* **Work order**: Return every line from the records below that has the word "Applications".

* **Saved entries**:
PR #259, opened 2015-10-17
sh now builds and runs on modern computers.

davidgiven:
This allows sh to build and run on Linux.

(I was debugging a horrible issue elsewhere and found myself needing to step through the sh memory allocation code in gdb. The sh innards are rather scary. And, it turned out, completely correct AFAICT.)

### DIFF
--- a/Applications/V7/cmd/sh/args.c
+++ b/Applications/V7/cmd/sh/args.c
@@ -10,8 +10,7 @@
  *
  */
 
-#include <stdlib.h>
-#include	"defs.h"
+#include "defs.h"
 
 static const char **copyargs(const char *from[], int n);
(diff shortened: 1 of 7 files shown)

* **Response area**:
--- a/Applications/V7/cmd/sh/args.c
+++ b/Applications/V7/cmd/sh/args.c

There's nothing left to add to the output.